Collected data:
-*-

PR #301, opened 2022-07-15
fix: add concurrency limit to fs calls

Brooooooklyn:
This adds concurrency limits to our `fs` calls to attempt to alleviate memory issues with too many promises being stored in memory at once. 

x-ref: [slack thread](https://vercel.slack.com/archives/CGU8HUTUH/p1657905624763969?thread_ts=1655847330.113019&cid=CGU8HUTUH)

-*-

> **Required action**: Please transcribe the records above in full, keeping every word.

> **Written response**:
PR #301, opened 2022-07-15
fix: add concurrency limit to fs calls

Brooooooklyn:
This adds concurrency limits to our `fs` calls to attempt to alleviate memory issues with too many promises being stored in memory at once. 

x-ref: [slack thread](https://vercel.slack.com/archives/CGU8HUTUH/p1657905624763969?thread_ts=1655847330.113019&cid=CGU8HUTUH)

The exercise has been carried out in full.